EXERCISE GOAL ->
Scan the listing below for the word "jestjs" and copy every line that has it.

TASK INPUT ->
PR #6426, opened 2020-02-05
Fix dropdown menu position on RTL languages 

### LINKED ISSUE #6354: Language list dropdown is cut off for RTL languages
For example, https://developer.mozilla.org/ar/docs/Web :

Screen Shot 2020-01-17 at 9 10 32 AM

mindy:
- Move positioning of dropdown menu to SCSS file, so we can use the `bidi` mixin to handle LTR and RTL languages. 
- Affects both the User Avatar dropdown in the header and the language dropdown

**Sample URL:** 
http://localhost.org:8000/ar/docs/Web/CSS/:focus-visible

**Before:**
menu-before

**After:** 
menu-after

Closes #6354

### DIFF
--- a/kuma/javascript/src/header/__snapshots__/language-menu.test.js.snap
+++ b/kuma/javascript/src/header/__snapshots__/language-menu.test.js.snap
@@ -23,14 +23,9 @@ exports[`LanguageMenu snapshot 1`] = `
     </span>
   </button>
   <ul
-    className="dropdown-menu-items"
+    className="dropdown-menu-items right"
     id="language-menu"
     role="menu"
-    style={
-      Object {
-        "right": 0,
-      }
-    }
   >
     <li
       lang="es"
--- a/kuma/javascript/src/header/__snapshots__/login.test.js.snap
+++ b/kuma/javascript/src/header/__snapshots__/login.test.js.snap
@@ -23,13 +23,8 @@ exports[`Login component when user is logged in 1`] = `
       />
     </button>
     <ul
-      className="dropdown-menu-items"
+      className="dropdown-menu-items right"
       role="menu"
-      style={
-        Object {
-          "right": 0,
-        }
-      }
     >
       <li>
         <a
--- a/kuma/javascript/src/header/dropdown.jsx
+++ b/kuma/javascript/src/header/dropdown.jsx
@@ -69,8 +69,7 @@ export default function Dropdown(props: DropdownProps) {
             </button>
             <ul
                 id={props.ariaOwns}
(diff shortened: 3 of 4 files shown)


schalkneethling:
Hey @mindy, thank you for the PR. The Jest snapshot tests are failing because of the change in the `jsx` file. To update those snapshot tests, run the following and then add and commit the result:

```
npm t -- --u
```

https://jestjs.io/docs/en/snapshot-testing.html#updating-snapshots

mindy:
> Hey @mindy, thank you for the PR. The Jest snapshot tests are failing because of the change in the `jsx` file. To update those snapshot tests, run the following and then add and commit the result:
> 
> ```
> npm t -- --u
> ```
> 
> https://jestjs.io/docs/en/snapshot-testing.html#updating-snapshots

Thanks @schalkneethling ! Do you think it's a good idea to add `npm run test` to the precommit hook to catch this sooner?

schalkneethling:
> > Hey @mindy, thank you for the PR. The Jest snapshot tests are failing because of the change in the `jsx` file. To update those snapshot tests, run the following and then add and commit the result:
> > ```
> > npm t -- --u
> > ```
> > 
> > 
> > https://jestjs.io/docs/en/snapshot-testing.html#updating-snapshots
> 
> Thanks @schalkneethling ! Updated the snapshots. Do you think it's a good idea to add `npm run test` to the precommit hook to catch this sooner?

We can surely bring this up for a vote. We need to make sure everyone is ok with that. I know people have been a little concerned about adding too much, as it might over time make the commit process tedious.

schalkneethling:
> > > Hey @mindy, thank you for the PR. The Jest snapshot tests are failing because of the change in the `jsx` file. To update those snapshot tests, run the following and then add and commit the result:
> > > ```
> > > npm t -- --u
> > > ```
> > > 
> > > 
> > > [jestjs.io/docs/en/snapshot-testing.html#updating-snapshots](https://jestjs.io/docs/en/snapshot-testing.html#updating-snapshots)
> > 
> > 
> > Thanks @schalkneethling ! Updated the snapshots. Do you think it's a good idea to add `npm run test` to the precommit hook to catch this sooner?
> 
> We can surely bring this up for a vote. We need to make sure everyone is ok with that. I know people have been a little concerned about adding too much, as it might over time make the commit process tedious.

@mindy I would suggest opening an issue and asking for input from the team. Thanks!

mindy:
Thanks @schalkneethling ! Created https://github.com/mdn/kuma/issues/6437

RESULT OF THIS TASK ->
https://jestjs.io/docs/en/snapshot-testing.html#updating-snapshots
> https://jestjs.io/docs/en/snapshot-testing.html#updating-snapshots
> > https://jestjs.io/docs/en/snapshot-testing.html#updating-snapshots
> > > [jestjs.io/docs/en/snapshot-testing.html#updating-snapshots](https://jestjs.io/docs/en/snapshot-testing.html#updating-snapshots)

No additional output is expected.